The records:
——————————
Issue #333, opened 2016-06-16
App broken after upgrading mobx to 2.3.1


otbe:
Hi,

after upgrading mobx to 2.3.1 from 2.2.2 my app is somehow broken. Simple ```autorun```s dont work  and components are not reactive anymore. It has been discussed at gitter and this issue should keep attention on this as long as is needed.

Project is at https://github.com/otbe/dwatch/tree/mobx-2.3.1
Just ```npm i``` and ```npm run test```. One test will fail, because it relies heavily on ```autorun()```.

Thanks!

mweststrate:
Hi @otbe 

I am unfamiliar with Karma, can you elaborate how I can use a debugger in your test suite?

otbe:
Change singleRun to false in karma.conf.js, visit http://localhost:<port> (port will be logged) and click "Debug" in the upper right corner. 
But I don't know if this performs very well because it is an electron/node project. Will try it later today. :)

andykog:
Seems, that @otbe problem is not typescript, targeting ES3, but rather `reflect-metadata` that does not returns descritor, if 4th argument is present, but undefined. https://github.com/rbuckton/ReflectDecorators/blob/master/Reflect.js#L562
#343 can fix this, can't find better solution :-/

otbe:
Hi @andykog,

Im not targeting ES3 with TS, but I think you are right. Its a mismatch between TS and ```reflect-metdata```.
```Reflect.decorate``` returns no descriptor if no descriptor was passed in. TS only defines a property if a descriptor was returned. Somehow wired :P
But who's right?

andykog:
I have the same question, didn't find any specification on Reflect.decorate

otbe:
Opened an issue for this https://github.com/Microsoft/TypeScript/issues/9265

mweststrate:
Did somebody check whether #343 fixes the problem? It might be interesting to incorporate the patch in that cases, regardless whether it is TS or Reflect is wrong?

andykog:
I did :-)

mweststrate:
Ok, I think we can leave a big ugly comment pointing to this issue then and (if / as long as) nothing else breaks incorporate it.

mweststrate:
@andykog I just tested the change, but it didn't fix the issue, did  you install it in `app/` in the project?

andykog:
Sorry, I've tested isolated testcase `should persist changes to persistence`, but seems that another one fails now: `should recover settings from persistence if present`
[...]

PR #343, opened 2016-06-19
Fix decorator in typescript targeting ES3

andykog:
When tsc target is set to ES3 (default), it won't add 3'rd argument for decorator https://github.com/Microsoft/TypeScript/blob/v1.8.10/src/compiler/emitter.ts#L5707
Then it won't use Object.defineProperty https://github.com/Microsoft/TypeScript/blob/v1.8.10/src/compiler/emitter.ts#L364

I don't know, whether we should care about this setup, because mobx itself is not usable under ES3 environment, but this fixes problem on updating from mobx 2.2.2

### DIFF
--- a/src/utils/decorators.ts
+++ b/src/utils/decorators.ts
@@ -50,6 +50,8 @@ export function createClassPropertyDecorator(
 			};
 			if (arguments.length < 3) {
 				// Typescript target is ES3, so it won't define property for us
+				// or using Reflect.decorate polyfill, which will return no descriptor
+				// (see https://github.com/mobxjs/mobx/issues/333)
 				Object.defineProperty(target, key, descriptor);
 			}
 			return descriptor;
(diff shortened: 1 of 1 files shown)


andykog:
Fiddle, representing the problem: https://jsfiddle.net/Sl1v3r/r3oLj9fz/

src/utils/decorators.ts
——————————
Requirement:
The lines beginning with the one that holds "When tsc target" and ending with the last line of the data above are to be reproduced exactly, and nothing else.

Completed task:
When tsc target is set to ES3 (default), it won't add 3'rd argument for decorator https://github.com/Microsoft/TypeScript/blob/v1.8.10/src/compiler/emitter.ts#L5707
Then it won't use Object.defineProperty https://github.com/Microsoft/TypeScript/blob/v1.8.10/src/compiler/emitter.ts#L364

I don't know, whether we should care about this setup, because mobx itself is not usable under ES3 environment, but this fixes problem on updating from mobx 2.2.2

### DIFF
--- a/src/utils/decorators.ts
+++ b/src/utils/decorators.ts
@@ -50,6 +50,8 @@ export function createClassPropertyDecorator(
 			};
 			if (arguments.length < 3) {
 				// Typescript target is ES3, so it won't define property for us
+				// or using Reflect.decorate polyfill, which will return no descriptor
+				// (see https://github.com/mobxjs/mobx/issues/333)
 				Object.defineProperty(target, key, descriptor);
 			}
 			return descriptor;
(diff shortened: 1 of 1 files shown)


andykog:
Fiddle, representing the problem: https://jsfiddle.net/Sl1v3r/r3oLj9fz/

src/utils/decorators.ts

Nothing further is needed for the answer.